Print every record exactly, omitting none.

(Stored data)

BEGIN

PR #522, opened 2023-04-20
Rewrite Ingest JSON for ASF DAAC and update GUNW entrypoint for testing

cmarshak:
## Description

Need to update the GUNW workflow to append a `weather_model` key to the Ingest json of the metadata when a bucket and its prefix are passed as arguments. In the metadata, we are now including a field `"weather_model": [<list_of_weather_models>]` . Here is the schema that will be used: https://github.com/asfadmin/grfn-ingest/blob/test/verify/src/metadata_schema.json (this is now included in the tests as well to validate the final json).

Although this is relatively straightforward modification (see these [lines](https://github.com/cmarshak/RAiDER/blob/update_gunw_metadata_json/tools/RAiDER/cli/raider.py#L505-L530) for the primary thrust), it was important to have some kind of testing. This required updates to the GUNW entrypoint (i.e. to ensure that we could test it without rerunning the computation) as well as cleaning up the previous test suite relevant to GUNW.

For improving coverage of GUNW testing, we parametrized the previous test so we could test HRRR and GMAO, both of which are used in production and have relatively low latency.

## How Has This Been Tested?
Monkeypatching the upload to and download from s3 as well as the computation.

1. The key `weather_model` has been successfully added to a json
2. The schema can be validated using the linked schema.


CHANGELOG.md
```diff
@@ -20,7 +20,13 @@ and uses [Semantic Versioning](https://semver.org/spec/v2.0.0.html).
 + Verify some constants / equations and remove the comments questioning them
 + Relocate the time resolution of wmodels to one spot
 + Skip test_scenario_3 until a new golden dataset is created
-+ Update environment with scipy version minimum and requiring pybind11
++ Update environment with scipy version minimum and requiring pybind11 (the latter for Apple ARM64 with rosetta2)
```
cmarshak, line 23: In a previous PR - Jeremy wanted to specify why pybind11 was required. This minor comment in the changelog was added.

dbekaert (approved):
LGTM @cmarshak

tools/RAiDER/cli/raider.py
```diff
@@ -442,9 +445,7 @@ def downloadGNSS():
 
 
 ## ------------------------------------------------------------ prepFromGUNW.py
-def calcDelaysGUNW():
-    from RAiDER.aria.prepFromGUNW import main as GUNW_prep
-    from RAiDER.aria.calcGUNW import tropo_gunw_slc as GUNW_calc
+def calcDelaysGUNW(iargs: list[str] = None):
```
cmarshak, line 448: Following this: https://jugmac00.github.io/blog/testing-argparse-applications-the-better-way/

See earlier functions in this file - I see that Jeremy was already doing this.

cmarshak:
@jhkennedy @asjohnston-asf - I didn't test the upload / download of the json directly - should I? If I should, let me know roughly how. I already did the mostly hard part of mocking everything. Thanks for your help with this.

tools/RAiDER/cli/raider.py
```diff
@@ -17,6 +18,8 @@
 from RAiDER.cli.validators import DateListAction, date_type
 from RAiDER.models.allowed import ALLOWED_MODELS
 from RAiDER.utilFcns import get_dt
+from RAiDER.aria.prepFromGUNW import main as GUNW_prep
+from RAiDER.aria.calcGUNW import tropo_gunw_slc as GUNW_calc
```
cmarshak, line 22: I moved this outside the function Brett so monkey patching would work.

We have `calcGUNW` and `GUNW_calc` and ... - would be in our interest to have better names for these @bbuzz31

asjohnston-asf:
:+1: Adding the `weather_model` field to the json metadata file looks like I expected, no concerns there. The unit test does a good job of showing what the expected behavior is.

At a glance, unit testing for the top-level `calcDelaysGUNW` that does the download/upload looks like a bit of a challenge, so I doubt I'd bother if I were making the change myself.

If you did want to test `calcDelaysGUNW`, I'd recommend reaching for [pytest-mock](https://pypi.org/project/pytest-mock/) and/or [unitest.mock.MagicMock](https://docs.python.org/3/library/unittest.mock.html#unittest.mock.MagicMock) to mock `get_s3_file()` and `upload_file_to_s3` during your test, then assert that they were called with the expected parameters after the test.

asjohnston-asf:
@cmarshak Here's an example of what more thorough mocking using `pytest-mock` might look like. In addition to mocking the functions to yield specific return values, you can also assert that the mocked functions were called with the expected inputs.

Also leverages pytest's build-in [tmp_path](https://docs.pytest.org/en/7.1.x/how-to/tmp_path.html) fixture to simplify handling of the temporary json file.

The patching got a little weird since `RAiDER.aria` isn't a package; I added an `__init__.py` and tweaked some imports for demonstration purposes, but I imagine it's risky to adopt those changes as-is without more vetting.

https://github.com/asjohnston-asf/RAiDER/commit/aa9cd8d367e32dbeea0a16f0fb0e0fc9af53265f

cmarshak:
@asjohnston-asf - thank you for your help with this. I just merged your fork here into mine.

Ok, learned a lot about pytest-mocker and mock. I see how side-effects can be used to simulate the return of multiple calls to the same function and pytest-mocker can check these were made with the right inputs and in a particular order.

Really, thank you so much - I really enjoyed learning about this. I reached for `monkeypatch` because I was using pytest - but I really see how this really helps with this type of work. And I didn't know about the `read_text` function in pathlib - very nice to know.

cmarshak:
@bbuzz31 - please review when convenient - I reorganized some of the GUNW code and I want you to be aware as you are the owner of this workflow. Once you review - it's ready to merge.

bbuzz31 (approved):
LGTM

END

◆ **Result**:
PR #522, opened 2023-04-20
Rewrite Ingest JSON for ASF DAAC and update GUNW entrypoint for testing

cmarshak:
## Description

Need to update the GUNW workflow to append a `weather_model` key to the Ingest json of the metadata when a bucket and its prefix are passed as arguments. In the metadata, we are now including a field `"weather_model": [<list_of_weather_models>]` . Here is the schema that will be used: https://github.com/asfadmin/grfn-ingest/blob/test/verify/src/metadata_schema.json (this is now included in the tests as well to validate the final json).

Although this is relatively straightforward modification (see these [lines](https://github.com/cmarshak/RAiDER/blob/update_gunw_metadata_json/tools/RAiDER/cli/raider.py#L505-L530) for the primary thrust), it was important to have some kind of testing. This required updates to the GUNW entrypoint (i.e. to ensure that we could test it without rerunning the computation) as well as cleaning up the previous test suite relevant to GUNW.

For improving coverage of GUNW testing, we parametrized the previous test so we could test HRRR and GMAO, both of which are used in production and have relatively low latency.

## How Has This Been Tested?
Monkeypatching the upload to and download from s3 as well as the computation.

1. The key `weather_model` has been successfully added to a json
2. The schema can be validated using the linked schema.


CHANGELOG.md
```diff
@@ -20,7 +20,13 @@ and uses [Semantic Versioning](https://semver.org/spec/v2.0.0.html).
 + Verify some constants / equations and remove the comments questioning them
 + Relocate the time resolution of wmodels to one spot
 + Skip test_scenario_3 until a new golden dataset is created
-+ Update environment with scipy version minimum and requiring pybind11
++ Update environment with scipy version minimum and requiring pybind11 (the latter for Apple ARM64 with rosetta2)
```
cmarshak, line 23: In a previous PR - Jeremy wanted to specify why pybind11 was required. This minor comment in the changelog was added.

dbekaert (approved):
LGTM @cmarshak

tools/RAiDER/cli/raider.py
```diff
@@ -442,9 +445,7 @@ def downloadGNSS():
 
 
 ## ------------------------------------------------------------ prepFromGUNW.py
-def calcDelaysGUNW():
-    from RAiDER.aria.prepFromGUNW import main as GUNW_prep
-    from RAiDER.aria.calcGUNW import tropo_gunw_slc as GUNW_calc
+def calcDelaysGUNW(iargs: list[str] = None):
```
cmarshak, line 448: Following this: https://jugmac00.github.io/blog/testing-argparse-applications-the-better-way/

See earlier functions in this file - I see that Jeremy was already doing this.

cmarshak:
@jhkennedy @asjohnston-asf - I didn't test the upload / download of the json directly - should I? If I should, let me know roughly how. I already did the mostly hard part of mocking everything. Thanks for your help with this.

tools/RAiDER/cli/raider.py
```diff
@@ -17,6 +18,8 @@
 from RAiDER.cli.validators import DateListAction, date_type
 from RAiDER.models.allowed import ALLOWED_MODELS
 from RAiDER.utilFcns import get_dt
+from RAiDER.aria.prepFromGUNW import main as GUNW_prep
+from RAiDER.aria.calcGUNW import tropo_gunw_slc as GUNW_calc
```
cmarshak, line 22: I moved this outside the function Brett so monkey patching would work.

We have `calcGUNW` and `GUNW_calc` and ... - would be in our interest to have better names for these @bbuzz31

asjohnston-asf:
:+1: Adding the `weather_model` field to the json metadata file looks like I expected, no concerns there. The unit test does a good job of showing what the expected behavior is.

At a glance, unit testing for the top-level `calcDelaysGUNW` that does the download/upload looks like a bit of a challenge, so I doubt I'd bother if I were making the change myself.

If you did want to test `calcDelaysGUNW`, I'd recommend reaching for [pytest-mock](https://pypi.org/project/pytest-mock/) and/or [unitest.mock.MagicMock](https://docs.python.org/3/library/unittest.mock.html#unittest.mock.MagicMock) to mock `get_s3_file()` and `upload_file_to_s3` during your test, then assert that they were called with the expected parameters after the test.

asjohnston-asf:
@cmarshak Here's an example of what more thorough mocking using `pytest-mock` might look like. In addition to mocking the functions to yield specific return values, you can also assert that the mocked functions were called with the expected inputs.

Also leverages pytest's build-in [tmp_path](https://docs.pytest.org/en/7.1.x/how-to/tmp_path.html) fixture to simplify handling of the temporary json file.

The patching got a little weird since `RAiDER.aria` isn't a package; I added an `__init__.py` and tweaked some imports for demonstration purposes, but I imagine it's risky to adopt those changes as-is without more vetting.

https://github.com/asjohnston-asf/RAiDER/commit/aa9cd8d367e32dbeea0a16f0fb0e0fc9af53265f

cmarshak:
@asjohnston-asf - thank you for your help with this. I just merged your fork here into mine.

Ok, learned a lot about pytest-mocker and mock. I see how side-effects can be used to simulate the return of multiple calls to the same function and pytest-mocker can check these were made with the right inputs and in a particular order.

Really, thank you so much - I really enjoyed learning about this. I reached for `monkeypatch` because I was using pytest - but I really see how this really helps with this type of work. And I didn't know about the `read_text` function in pathlib - very nice to know.

cmarshak:
@bbuzz31 - please review when convenient - I reorganized some of the GUNW code and I want you to be aware as you are the owner of this workflow. Once you review - it's ready to merge.

bbuzz31 (approved):
LGTM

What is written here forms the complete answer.